Prosody is the part of spoken language that are properties of larger-than-single-phoneme units (you'll often see terms like 'non-segmental' / larger than single segments).
Prosody is usually categorized as part of phonetics, though it has tendrils in more than that,
largely due to "anything larger" involving varied things that different languages use it for.
That said, a lot of prosody tends to focus on syllables and the way we lay intonation (in non-tonal languages), stress, and rhythm into them, probably because that is a common thing to do in many languages we commonly study (not because that is the only thing in prosody).
When you study prosody, it may be practical to sort into
- Physical - what we can measure
- Perceptual - how we experience
- Lingtuistic - what linguistic mechanisms use this
...also because a number of terms tend can be though of differently from each view
- For example
- fundamental vocal fold frequency is physical, pitch may be perceptual, intonation linguistic
- similar with intensity, loudness, (its effect on e.g. stress)
- mode of vocal fold vibration is physical, laryngeal voice quality more perceptual
- duration, perceived duration
- tone and stress is on the linguistic side, and what does and doesn't determine it varies with language
- lots of individual tidbits, like that embedded sentences might often have lower fundamental frequency, are linguistic
...and it can help to keep those three angles separated in your head even if the terms sometimes fail to do so.

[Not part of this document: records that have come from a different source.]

PR #994, opened 2024-11-13
Fixes #38012 - Handle Java versions newer than 8

ekohl:
Java < 11 uses version 1.X where X is the major while Java 11 drops the old 1. prefix.

It also refactors the code so it can be tested. I've only tested this using unit tests, but the `java -version` output was retrieved from a real CentOS Stream 9 system.

### DIFF
--- a/hooks/boot/01-kafo-hook-extensions.rb
+++ b/hooks/boot/01-kafo-hook-extensions.rb
@@ -157,6 +157,14 @@ module HookContextExtension
     end
     mountpoint[:available_bytes]
   end
+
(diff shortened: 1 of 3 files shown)


ehelms (approved):

Odilhao:
:eyes:

evgeni (approved):

jameerpathan111 (approved):
Verified the fix. I don't see `Detected Java 0 which is too old for Puppetserver 8` in installer log with patch applied (https://dashboard.packit.dev/jobs/copr/2014269)

PR #999, opened 2024-11-20
Refs #37883 - wrap evr remote checks in method

ianballou:
Attempts to fix the issue mentioned here https://github.com/theforeman/foreman-installer/pull/984/files#r1851069746

Wraps all the code in a method and calls the method at the end.

Untested since I'm posting this right at the end of the day in case it can merge early.

### DIFF
--- a/hooks/pre_commit/42-evr_extension_permissions.rb
+++ b/hooks/pre_commit/42-evr_extension_permissions.rb
@@ -2,35 +2,34 @@ def check_remote_evr_extension_permissions
   # Managed databases will be handled automatically.
   return if local_postgresql?
   return unless katello_enabled?
-  
+
   config = load_db_config('foreman')
-  
+
   # If postgres is the owner of the DB, then the permissions will not matter.
   return if config[:username] == 'postgres'
-  
+
   evr_existence_command = pg_sql_statement("SELECT 1 FROM pg_extension WHERE extname = 'evr';")
   logger.debug "Checking if the evr extension exists via #{evr_existence_command}"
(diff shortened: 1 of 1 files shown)


hooks/pre_commit/42-evr_extension_permissions.rb
```diff
@@ -1,38 +1,42 @@
...
+    return
+  when '1'
+    fail_and_exit("The evr extension is not owned by the foreman DB owner. Please run the following command to fix it: " \
+                  "UPDATE pg_extension SET extowner = (SELECT oid FROM pg_authid WHERE rolname='#{config[:username]}') WHERE extname='evr';")
+  else
+    fail_and_exit("Failed to check the ownership of the evr extension.")
+  end
 end
+
+check_remote_evr_extension_permissions
```
ekohl, line 41: I wonder if we should have guards here
```suggestion
check_remote_evr_extension_permissions if !local_postgresql? && katello_enabled?
```

ehelms: The guards are in the method currently -- https://github.com/theforeman/foreman-installer/pull/999/files#diff-690025616ae0636f98279c9e319051813fa73ee28f489541b4dd89b2662756acR3-R4

ekohl: I wasn't quite sure what's nicer. It probably doesn't really matter.

What does matter is the trailing whitespace failure that breaks RuboCop.

ehelms (approved):

ianballou:
Thanks for cleaning  the PR up @ekohl !

PR #1004, opened 2024-11-26
Add check for sha1 CA certificate

ehelms:


bin/katello-certs-check
```diff
@@ -249,6 +249,16 @@ function check-shortname () {
     fi
 }
 
+function check-ca-signing-algorithm () {
+    printf "Checking CA signing algorithm for sha1: "
+    CHECK=$(openssl x509 -noout -text -in $CA_BUNDLE_FILE | grep 'Signature Algorithm: sha1WithRSAEncryption')
+    if [[ $? == "0" ]]; then
+        error 4 "The server CA certificate has been signed with sha1 and will break installation."
```
evgeni: As with the maintain PR, I think the text should hint the user more to obtain a CA (!) that doesn't use SHA1

bin/katello-certs-check
```diff
@@ -249,6 +249,16 @@ function check-shortname () {
     fi
 }
 
+function check-ca-signing-algorithm () {
+    printf "Checking CA signing algorithm for sha1: "
+    CHECK=$(openssl x509 -noout -text -in $CA_BUNDLE_FILE | grep 'Signature Algorithm: sha1WithRSAEncryption')
```
ekohl: Should this be `grep -q` to swallow the output??
```suggestion
    CHECK=$(openssl x509 -noout -text -in $CA_BUNDLE_FILE | grep -q 'Signature Algorithm: sha1WithRSAEncryption')
```

bin/katello-certs-check
ehelms: "Please acquire a CA and server certificates signed with sha256 or greater." ?

evgeni: Something like that, yeah

ekohl: Don't forget to mention any intermediates. The whole chain needs to be free of SHA1.

ehelms: Check messaging now

ekohl (commented):
I just saw http://sven.stormbind.net/blog/posts/pkix_look_into_cert_chains/ as a nice way to inspect a full chain

ekohl (changes requested):
Please also test this where the chain is one certificate signed by SHA256 and one by SHA1. In reality I think the intermediate is more likely to be SHA256 with a SHA1 root. I think your current code only verifies the first certificate (intermediate) and it will miss the root, which the JIRA issue told us was the actual cause.

ehelms:
> I just saw http://sven.stormbind.net/blog/posts/pkix_look_into_cert_chains/ as a nice way to inspect a full chain

I'll take a look at this method - this isn't the first issue we've had with not checking the full chain as it's not been an easy thing to do.

ehelms:
Updated with a bundle and checks on the bundle.

ehelms:
@ekohl @evgeni Can you re-review please?

bin/katello-certs-check
```diff
@@ -249,6 +249,16 @@ function check-shortname () {
     fi
 }
 
+function check-ca-signing-algorithm () {
+    printf "Checking CA signing algorithm for sha1: "
+    CHECK=$(openssl crl2pkcs7 -nocrl -certfile $CA_BUNDLE_FILE  | openssl pkcs7 -print | grep algorithm | grep -q 'sha1WithRSAEncryption')
+    if [[ $? == "0" ]]; then
+        error 4 "The server CA certificate has been signed with sha1 and will break installation. Update the server CA certificate with one signed by sha256 or stronger."
```
ekohl: I struggle with phrasing, but I'd like to make it obvious the whole chain needs to be signed with SHA256.
This check only checks the `CA_BUNDLE_FILE` so it's not even checking the certificate itself. Would this help?
```suggestion
        error 4 "The file '$CA_BUNDLE_FILE' contains a certificate signed with sha1 and will break installation. Update the server CA certificate and its chain with one signed by sha256 or stronger."
```

bin/katello-certs-check
```diff
@@ -249,6 +249,16 @@ function check-shortname () {
     fi
 }
 
+function check-ca-signing-algorithm () {
+    printf "Checking CA signing algorithm for sha1: "
+    CHECK=$(openssl crl2pkcs7 -nocrl -certfile $CA_BUNDLE_FILE  | openssl pkcs7 -print | grep algorithm | grep -q 'sha1WithRSAEncryption')
```
ekohl: Let's quote the filename just to be sure.
```suggestion
    CHECK=$(openssl crl2pkcs7 -nocrl -certfile "$CA_BUNDLE_FILE" | openssl pkcs7 -print | grep algorithm | grep -q 'sha1WithRSAEncryption')
```

ekohl:
Tests aren't happy with my suggestions :)

ekohl (approved):
@evgeni mind giving it a final read through?

spec/fixtures/katello-certs-check/certs/.crt
evgeni, line 1: What is this file? :)

spec/fixtures/katello-certs-check/create_cert.sh
```diff
@@ -38,6 +38,29 @@ else
...
+fi
+
+CERT_NAME=foreman-sha1.example.com
+if [[ ! -f "$CERTS_DIR/$CERT_NAME.key" || ! -f "$CERTS_DIR/$CERT_NAME.crt" ]]; then
+  echo "Generate server certificate"
+  openssl genrsa -out $CERTS_DIR/$CERT_NAME.key 2048
+  openssl req -new -key $CERTS_DIR/$CERT_NAME.key -out $CERTS_DIR/$CERT_NAME.csr -subj "/CN=foreman.example.com"
+  openssl x509 -req -in $CERTS_DIR/$CERT_NAME.csr -CA $CERTS_DIR/$CA_SHA1_CERT_NAME.crt -CAkey $CERTS_DIR/$CA_SHA1_CERT_NAME.key -CAcreateserial -out $CERTS_DIR/$CERT_NAME.crt -days 3650 -sha256 -extfile extensions.txt -extensions extensions
+else
+  echo "Server certificate with bad SAN exists. Skipping."
```
evgeni: This doesn't sound like the correct message ;)

evgeni (approved):
nits in the test fixtures, but nothing serious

There are also questions like that pauses technically do not fit that description directly, but because they are sort of the whitespace around the content, they could be considered prosodic boundaries, so may be is typically considered part of prosody as well - the sound equivalent of "this sentences changes meaning depending on where you put the comma"
Also consider the argument whether pauses are part of rhythm or not. In rehearsed speech pauses tend to be intentional and creative rhythm, while in in spontaneous speech it is often primarily hesitation, which has little to no contentful information. Also, longer pauses are often none of the above, and at best are considered separation from the last utterance.